6. The transistor pin bending apparatus according to claim 2,

the both ends of recess are provided with the dog, the dog is used for preventing that the transistor from dropping.

7. The transistor pin bending apparatus according to claim 1,

the driving device comprises a cylinder and a guide rod, one end of the guide rod is connected with the cylinder, the other end of the guide rod is fixedly connected with the second forming die, and the guide rod pushes the second forming die to move relative to the first forming die under the driving of the cylinder.

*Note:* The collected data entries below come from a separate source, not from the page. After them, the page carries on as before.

Issue #1223, opened 2023-12-10
MSVC CI may not take effect


FantasqueX:
As you can see in [the latest CI result](https://github.com/boostorg/geometry/actions/runs/7101383204/job/19329377831), `warning: Did not find command for MSVC toolset. If you have Visual Studio 2017 installed you will need to specify the full path to the command, set VS150COMNTOOLS for your installation, or build from the 'Visual Studio Command Prompt for VS 2017'.` and no test is executed.

The problem is that there is no msvc-15 or msvc-16. MSVC supports c++14 from vs2015 a.k.a. msvc-14.0. b2_toolset should be
```
b2_toolset: [
  msvc-14.0,
  msvc-14.1,
  msvc-14.2,
  msvc-14.3,
]
```

vissarion:
Thanks for opening this. It seems that msvc-14.0 -- msvc-14.2 return the same error (see https://github.com/boostorg/geometry/pull/1224).  Probably there is a need for extra setting to make them work on CI.

FantasqueX:
On my machine (Windows 11 with vs2019 installed), `./b2 toolset=msvc-14.2` works well.
According to [Github action documentation](https://github.com/actions/runner-images/blob/main/images/windows/Windows2022-Readme.md), both vc142 and vc143 of vs2022 are installed. I don't know why b2 cannot find vc142. Maybe some more investigation needs to be done.

barendgehrels:
@vissarion , this looks outdated, can we close it?

barendgehrels:
OK thanks for checking. Then we can keep it open.
Personally, I don't use `b2` anymore.

PR #1224, opened 2023-12-12
[ci] Fix mscv versions

vissarion:
Closes https://github.com/boostorg/geometry/issues/1223

### DIFF
--- a/.github/workflows/minimal.yml
+++ b/.github/workflows/minimal.yml
@@ -282,17 +282,77 @@ jobs:
       fail-fast: false
       matrix:
         b2_toolset: [
-          msvc-14.3,
-          msvc-15,
-          msvc-16,
+          msvc-14.3
         ]
 
         include:
           - b2_toolset: msvc-14.3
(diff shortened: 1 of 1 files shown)


barendgehrels (approved):
Looks OK to me

barendgehrels:
> @barendgehrels even if it looks OK it isn't. The tests look green but there are the same warnings as before. See [#1223 (comment)](https://github.com/boostorg/geometry/issues/1223#issuecomment-1853623770)

Okay... I didn't work in this CI yet, so you can ignore my observations.

vissarion:
OK, it seems there is a way to use `msvc-14.2` (Visual Studio 19) in `windows-2019` runner. The other two available runners `windows-2022` and `windows-2025` or `windows-latest` both support `msvc-14.3` (Visual Studio 22). Finally, there is not choice to run tests on older versions i.e. `msvc-14.1` (Visual Studio 17) because there is no runner in github actions that supports that version.

PR #1370, opened 2025-01-30
Relax half period check in spheroidal normalization

vissarion:
Currently when points (180,0) and (-180,0) are tested for equality (in spherical or geographic systems) we are getting the expected result which is true. 

However, if the points are in radians instead of degrees the accuracy of the representation of pi/2 or the conversion from 180 degrees to radians could result in wrong results of equals (see added tests in this PR for details). 

This PR fixes this issue by relaxing conditions in normalization of spheroidal coordinates.

### DIFF
--- a/include/boost/geometry/util/normalize_spheroidal_coordinates.hpp
+++ b/include/boost/geometry/util/normalize_spheroidal_coordinates.hpp
@@ -2,8 +2,9 @@
 
 // Copyright (c) 2017 Adam Wulkiewicz, Lodz, Poland.
 
-// Copyright (c) 2015-2022, Oracle and/or its affiliates.
+// Copyright (c) 2015-2025, Oracle and/or its affiliates.
 
+// Contributed and/or modified by Vissarion Fysikopoulos, on behalf of Oracle
 // Contributed and/or modified by Menelaos Karavelas, on behalf of Oracle
 // Contributed and/or modified by Adam Wulkiewicz, on behalf of Oracle
 // Contributed and/or modified by Adeel Ahmad, as part of Google Summer of Code 2018 program
@@ -236,17 +237,22 @@ protected:
     }
 
 public:
-    static inline void apply(CoordinateType& longitude)
+    static inline void apply(CoordinateType& longitude, bool exact = true)
     {
         // normalize longitude
-        if (math::equals(math::abs(longitude), constants::half_period()))
+        CoordinateType const epsilon = std::numeric_limits<float>::epsilon();
+        static constexpr bool is_integer = std::numeric_limits<CoordinateType>::is_integer;
+
+        if (exact || is_integer ? math::equals(math::abs(longitude), constants::half_period())
+            : math::abs(math::abs(longitude) - constants::half_period()) <= epsilon)
         {
             longitude = constants::half_period();
         }
         else if (longitude > constants::half_period())
         {
             longitude = normalize_up(longitude);
-            if (math::equals(longitude, -constants::half_period()))
+            if (exact || is_integer ? math::equals(longitude, -constants::half_period())
+                : math::abs(longitude + constants::half_period()) <= epsilon)
             {
                 longitude = constants::half_period();
             }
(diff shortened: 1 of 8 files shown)


include/boost/geometry/util/normalize_spheroidal_coordinates.hpp
```diff
@@ -236,17 +237,22 @@ class normalize_spheroidal_coordinates
     }
 
 public:
-    static inline void apply(CoordinateType& longitude)
+    static inline void apply(CoordinateType& longitude, bool exact = true)
     {
         // normalize longitude
-        if (math::equals(math::abs(longitude), constants::half_period()))
+        CoordinateType const epsilon = CoordinateType(1e-07);
+        bool const is_integer = std::numeric_limits<CoordinateType>::is_integer;
```
barendgehrels, line 244: Usually we use `is_integral`

include/boost/geometry/util/normalize_spheroidal_coordinates.hpp
```diff
@@ -236,17 +237,22 @@ class normalize_spheroidal_coordinates
...
+
+        if (exact || is_integer ? math::equals(math::abs(longitude), constants::half_period())
```
barendgehrels, line 246: `math::equals` is still not exact for floating point.
I'm not sure of the context, but the `1.e-7` looks a bit rough an arbitrary.

barendgehrels (approved):
I'm ok with some questions.
Thanks!

include/boost/geometry/util/normalize_spheroidal_coordinates.hpp
tinko92: Interesting. According to cppreference 
> If the program adds specializations for std::is_integral or std::is_integral_v, the behavior is undefined.
https://en.cppreference.com/w/cpp/types/is_integral

but 

> Implementations may provide specializations of std::numeric_limits for implementation-specific types: e.g. GCC provides std::numeric_limits<__int128>. Non-standard libraries may [add specializations](https://en.cppreference.com/w/cpp/language/extending_std) for library-provided types, e.g. [OpenEXR](http://openexr.com/) provides std::numeric_limits<half> for a 16-bit floating-point type.
https://en.cppreference.com/w/cpp/types/numeric_limits

Given the design objective of genericity and the use of e.g. boost multiprecision in tests and it showing up in issues, maybe numeric_limits is the more appropriate choice.

tinko92 (approved):

include/boost/geometry/util/normalize_spheroidal_coordinates.hpp
vissarion: Yes, it is indeed, I am not happy with this either. 

Selecting the right epsilon value depends on the threshold we want to set when declaring two points with longitude 180 to be equal. `1.e-7` is the smallest value so that the new tests are passing, actually set by [this test](https://github.com/boostorg/geometry/pull/1370/files#diff-6898dddc1f86c9a558e1a3871bf25eebfa1b492dcb7a0e7c7de1c86a78e400b5R200); if we only want to support [this test case](https://github.com/boostorg/geometry/pull/1370/files#diff-6898dddc1f86c9a558e1a3871bf25eebfa1b492dcb7a0e7c7de1c86a78e400b5R204)  a smaller value suffices. 
The latter case seems important since it could be the case the 180 degrees is converted to radian using the constants of the spheroid (that is the case of mysql).

vissarion: In any case, if we keep such an arbitrary value the selection should be documented in a comment.

include/boost/geometry/util/normalize_spheroidal_coordinates.hpp
vissarion: Here, we need `is_integer` to be true even for not native types that have the "behavior" of integers. We may have to revisit other places where `is_integral` is used in the library.

tinko92:
I am okay, with setting the epsilon to `std::numeric_limits<float>::epsilon();` to make the intent clear to return half_period for longitudes that are given as single precision constants, as in the test that requires the large threshold. If that is not the intent, I would change the threshold to the longitude error that is desired, at least 1e-14 to support the two remaining test cases (which are not at but close to the limit of double precision). I included more detailed discussion inline. Also added a minor note to the serialisation with precision function.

8. The transistor pin bending apparatus according to claim 7,

the second forming die comprises a bending die and a cylinder support;

the bending die is provided with the second rectangular square hole;

the cylinder support is fixedly connected to the top end of the bending die;

the other end of the guide rod is fixedly connected with the cylinder support.

9. The transistor pin bending apparatus according to claim 1,

the second rectangular square hole and the first rectangular square hole are equal in size.

10. The transistor pin bending apparatus according to claim 1,

the supporting piece is provided with a handle, and the handle is fixed on the front end face of the supporting piece and is convenient for pushing the first forming die into the transistor pin bending device.